##### EXTRACTED MATERIAL #####

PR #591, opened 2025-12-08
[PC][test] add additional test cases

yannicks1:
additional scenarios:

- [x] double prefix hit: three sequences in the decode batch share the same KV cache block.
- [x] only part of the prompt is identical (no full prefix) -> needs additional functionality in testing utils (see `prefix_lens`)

#####
##### EXTRACTED MATERIAL #####

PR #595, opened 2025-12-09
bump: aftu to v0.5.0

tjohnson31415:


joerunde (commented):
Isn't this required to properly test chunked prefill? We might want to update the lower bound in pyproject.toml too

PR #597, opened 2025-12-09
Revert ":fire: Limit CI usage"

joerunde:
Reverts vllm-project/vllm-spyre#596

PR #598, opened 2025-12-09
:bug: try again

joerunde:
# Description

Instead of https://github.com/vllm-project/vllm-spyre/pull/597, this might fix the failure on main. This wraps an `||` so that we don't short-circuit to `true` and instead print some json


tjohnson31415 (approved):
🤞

#####
##### EXTRACTED MATERIAL #####

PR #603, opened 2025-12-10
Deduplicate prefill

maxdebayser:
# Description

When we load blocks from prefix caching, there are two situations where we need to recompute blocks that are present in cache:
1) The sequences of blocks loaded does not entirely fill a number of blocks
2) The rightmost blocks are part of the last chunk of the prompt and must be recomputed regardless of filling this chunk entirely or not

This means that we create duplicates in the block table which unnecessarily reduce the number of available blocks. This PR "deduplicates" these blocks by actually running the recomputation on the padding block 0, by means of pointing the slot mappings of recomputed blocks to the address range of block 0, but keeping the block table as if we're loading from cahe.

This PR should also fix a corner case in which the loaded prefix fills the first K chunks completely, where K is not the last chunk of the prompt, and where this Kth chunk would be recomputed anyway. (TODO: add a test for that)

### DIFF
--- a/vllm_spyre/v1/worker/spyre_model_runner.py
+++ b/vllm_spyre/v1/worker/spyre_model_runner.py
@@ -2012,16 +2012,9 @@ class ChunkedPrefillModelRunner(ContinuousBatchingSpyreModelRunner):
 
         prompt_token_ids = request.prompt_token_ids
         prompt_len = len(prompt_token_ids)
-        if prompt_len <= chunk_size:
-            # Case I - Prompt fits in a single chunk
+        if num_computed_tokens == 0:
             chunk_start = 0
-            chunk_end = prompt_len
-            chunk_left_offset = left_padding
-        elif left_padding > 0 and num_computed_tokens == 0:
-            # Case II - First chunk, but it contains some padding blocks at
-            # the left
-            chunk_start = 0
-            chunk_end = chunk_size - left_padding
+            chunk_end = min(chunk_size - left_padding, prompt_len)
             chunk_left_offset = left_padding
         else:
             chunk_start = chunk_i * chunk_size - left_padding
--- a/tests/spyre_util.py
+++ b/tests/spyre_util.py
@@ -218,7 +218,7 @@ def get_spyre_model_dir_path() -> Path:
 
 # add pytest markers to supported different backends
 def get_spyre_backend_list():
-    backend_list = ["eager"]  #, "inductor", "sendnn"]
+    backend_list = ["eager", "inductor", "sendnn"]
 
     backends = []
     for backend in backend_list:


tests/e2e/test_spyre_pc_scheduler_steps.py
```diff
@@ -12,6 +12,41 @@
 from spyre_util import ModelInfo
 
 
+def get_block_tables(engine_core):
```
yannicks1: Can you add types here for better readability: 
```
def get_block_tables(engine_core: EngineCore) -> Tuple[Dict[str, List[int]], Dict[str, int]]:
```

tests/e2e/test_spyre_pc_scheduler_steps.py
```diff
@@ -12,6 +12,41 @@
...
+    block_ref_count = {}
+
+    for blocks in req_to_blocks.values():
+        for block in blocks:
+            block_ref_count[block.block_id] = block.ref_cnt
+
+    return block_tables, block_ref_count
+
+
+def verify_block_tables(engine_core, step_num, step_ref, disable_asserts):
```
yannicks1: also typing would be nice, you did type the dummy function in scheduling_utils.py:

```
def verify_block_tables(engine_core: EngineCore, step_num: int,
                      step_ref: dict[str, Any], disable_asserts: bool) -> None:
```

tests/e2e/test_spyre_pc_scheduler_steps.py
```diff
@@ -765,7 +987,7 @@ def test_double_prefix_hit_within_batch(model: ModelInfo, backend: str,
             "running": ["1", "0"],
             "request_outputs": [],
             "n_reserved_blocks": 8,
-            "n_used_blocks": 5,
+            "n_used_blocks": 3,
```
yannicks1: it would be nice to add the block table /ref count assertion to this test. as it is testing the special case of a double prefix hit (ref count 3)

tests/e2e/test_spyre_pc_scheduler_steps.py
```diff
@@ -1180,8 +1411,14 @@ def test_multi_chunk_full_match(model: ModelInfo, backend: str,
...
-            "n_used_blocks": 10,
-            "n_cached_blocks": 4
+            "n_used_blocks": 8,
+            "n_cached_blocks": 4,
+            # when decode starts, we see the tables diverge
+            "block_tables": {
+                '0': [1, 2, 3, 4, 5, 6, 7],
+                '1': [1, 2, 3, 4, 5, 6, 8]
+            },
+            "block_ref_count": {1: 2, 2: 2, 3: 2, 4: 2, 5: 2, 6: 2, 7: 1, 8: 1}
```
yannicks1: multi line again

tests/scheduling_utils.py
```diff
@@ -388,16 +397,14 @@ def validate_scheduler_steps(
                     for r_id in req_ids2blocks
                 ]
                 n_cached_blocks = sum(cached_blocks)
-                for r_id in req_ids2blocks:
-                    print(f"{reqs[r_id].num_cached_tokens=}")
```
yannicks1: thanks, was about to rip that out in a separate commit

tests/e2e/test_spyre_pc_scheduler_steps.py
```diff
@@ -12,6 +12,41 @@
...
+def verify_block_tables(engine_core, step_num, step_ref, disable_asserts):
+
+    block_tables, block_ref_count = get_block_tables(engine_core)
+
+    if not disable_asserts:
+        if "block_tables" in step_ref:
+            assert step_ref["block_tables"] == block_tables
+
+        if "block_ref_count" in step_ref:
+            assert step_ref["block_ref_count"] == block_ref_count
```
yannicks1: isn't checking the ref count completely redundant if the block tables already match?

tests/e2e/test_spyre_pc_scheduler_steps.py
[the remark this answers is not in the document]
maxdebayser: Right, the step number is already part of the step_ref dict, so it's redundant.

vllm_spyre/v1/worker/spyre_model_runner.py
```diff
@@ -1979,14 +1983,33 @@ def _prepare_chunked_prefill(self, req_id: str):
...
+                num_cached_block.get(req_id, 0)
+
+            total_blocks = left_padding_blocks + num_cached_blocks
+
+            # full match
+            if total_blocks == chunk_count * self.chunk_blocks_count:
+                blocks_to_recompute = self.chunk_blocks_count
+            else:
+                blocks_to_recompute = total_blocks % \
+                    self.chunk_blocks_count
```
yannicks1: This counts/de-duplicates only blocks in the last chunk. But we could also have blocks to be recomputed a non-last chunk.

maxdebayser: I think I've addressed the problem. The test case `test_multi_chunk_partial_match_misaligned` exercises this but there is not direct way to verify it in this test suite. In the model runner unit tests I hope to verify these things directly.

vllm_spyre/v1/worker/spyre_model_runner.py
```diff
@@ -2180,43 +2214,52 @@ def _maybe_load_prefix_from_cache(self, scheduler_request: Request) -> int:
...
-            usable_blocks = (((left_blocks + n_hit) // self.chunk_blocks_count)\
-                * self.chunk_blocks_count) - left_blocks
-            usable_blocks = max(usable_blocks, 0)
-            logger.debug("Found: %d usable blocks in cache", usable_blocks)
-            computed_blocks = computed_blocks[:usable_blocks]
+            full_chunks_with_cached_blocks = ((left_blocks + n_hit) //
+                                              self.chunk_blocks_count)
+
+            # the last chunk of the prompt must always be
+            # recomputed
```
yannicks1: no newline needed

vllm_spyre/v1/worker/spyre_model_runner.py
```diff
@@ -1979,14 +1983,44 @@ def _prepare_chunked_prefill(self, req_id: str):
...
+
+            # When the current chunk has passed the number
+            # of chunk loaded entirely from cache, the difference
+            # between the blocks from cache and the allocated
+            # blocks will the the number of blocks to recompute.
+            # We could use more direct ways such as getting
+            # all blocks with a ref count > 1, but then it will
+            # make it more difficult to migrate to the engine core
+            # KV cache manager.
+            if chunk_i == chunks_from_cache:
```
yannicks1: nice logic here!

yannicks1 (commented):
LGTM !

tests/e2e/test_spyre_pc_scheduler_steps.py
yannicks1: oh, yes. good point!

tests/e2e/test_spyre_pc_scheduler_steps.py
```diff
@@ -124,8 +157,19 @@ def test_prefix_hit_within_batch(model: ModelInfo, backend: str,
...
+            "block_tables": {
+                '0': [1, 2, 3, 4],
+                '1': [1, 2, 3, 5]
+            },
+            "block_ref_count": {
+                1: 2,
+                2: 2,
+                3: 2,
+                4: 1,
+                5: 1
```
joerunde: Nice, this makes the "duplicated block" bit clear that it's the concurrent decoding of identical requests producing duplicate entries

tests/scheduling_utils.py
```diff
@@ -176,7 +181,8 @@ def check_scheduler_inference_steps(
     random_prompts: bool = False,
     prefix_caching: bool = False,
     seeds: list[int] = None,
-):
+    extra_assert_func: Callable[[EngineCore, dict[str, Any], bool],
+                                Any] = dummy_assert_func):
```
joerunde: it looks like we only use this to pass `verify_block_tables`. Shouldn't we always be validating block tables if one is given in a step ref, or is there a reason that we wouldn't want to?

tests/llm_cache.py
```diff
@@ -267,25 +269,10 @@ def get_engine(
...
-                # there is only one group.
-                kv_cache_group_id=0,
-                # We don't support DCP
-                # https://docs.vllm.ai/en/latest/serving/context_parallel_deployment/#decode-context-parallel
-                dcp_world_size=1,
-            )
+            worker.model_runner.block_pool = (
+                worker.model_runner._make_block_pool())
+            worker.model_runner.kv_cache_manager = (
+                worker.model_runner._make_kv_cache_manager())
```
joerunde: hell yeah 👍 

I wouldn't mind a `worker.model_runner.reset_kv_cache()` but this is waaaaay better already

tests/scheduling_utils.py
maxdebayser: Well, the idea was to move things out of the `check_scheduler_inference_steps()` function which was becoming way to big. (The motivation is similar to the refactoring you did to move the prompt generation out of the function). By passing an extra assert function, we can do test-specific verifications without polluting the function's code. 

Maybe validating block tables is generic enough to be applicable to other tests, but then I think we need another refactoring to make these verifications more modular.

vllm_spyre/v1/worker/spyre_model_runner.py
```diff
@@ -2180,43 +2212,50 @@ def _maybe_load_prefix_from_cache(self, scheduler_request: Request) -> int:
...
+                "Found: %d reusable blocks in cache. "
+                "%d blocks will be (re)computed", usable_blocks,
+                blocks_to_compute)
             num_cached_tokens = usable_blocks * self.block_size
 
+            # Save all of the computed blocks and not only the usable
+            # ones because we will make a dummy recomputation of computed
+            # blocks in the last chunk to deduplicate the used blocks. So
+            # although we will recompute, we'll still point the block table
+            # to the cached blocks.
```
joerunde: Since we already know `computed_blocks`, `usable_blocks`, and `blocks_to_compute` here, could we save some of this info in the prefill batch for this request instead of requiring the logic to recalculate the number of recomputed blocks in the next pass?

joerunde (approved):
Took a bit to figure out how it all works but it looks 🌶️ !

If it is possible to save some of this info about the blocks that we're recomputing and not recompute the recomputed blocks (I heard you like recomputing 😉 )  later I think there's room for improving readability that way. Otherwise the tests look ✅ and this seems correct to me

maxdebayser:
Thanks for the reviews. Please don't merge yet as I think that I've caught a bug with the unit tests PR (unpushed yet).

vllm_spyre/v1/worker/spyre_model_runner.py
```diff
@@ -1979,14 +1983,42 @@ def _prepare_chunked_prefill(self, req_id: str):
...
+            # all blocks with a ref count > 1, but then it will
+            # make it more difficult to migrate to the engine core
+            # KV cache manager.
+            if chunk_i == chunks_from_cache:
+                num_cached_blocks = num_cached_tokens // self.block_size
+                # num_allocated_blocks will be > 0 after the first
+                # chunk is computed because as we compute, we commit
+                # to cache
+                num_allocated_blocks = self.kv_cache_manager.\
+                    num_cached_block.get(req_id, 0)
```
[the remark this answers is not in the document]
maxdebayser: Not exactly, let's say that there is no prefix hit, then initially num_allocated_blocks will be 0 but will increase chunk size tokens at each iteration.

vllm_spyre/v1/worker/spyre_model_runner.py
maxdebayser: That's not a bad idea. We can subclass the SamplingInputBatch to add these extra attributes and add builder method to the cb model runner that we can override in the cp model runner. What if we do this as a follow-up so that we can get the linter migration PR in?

#####

(TASK PROMPT): Search the entries for the word "unit", then gather every line that has it.

(ANSWER SECTION):
maxdebayser: I think I've addressed the problem. The test case `test_multi_chunk_partial_match_misaligned` exercises this but there is not direct way to verify it in this test suite. In the model runner unit tests I hope to verify these things directly.
Thanks for the reviews. Please don't merge yet as I think that I've caught a bug with the unit tests PR (unpushed yet).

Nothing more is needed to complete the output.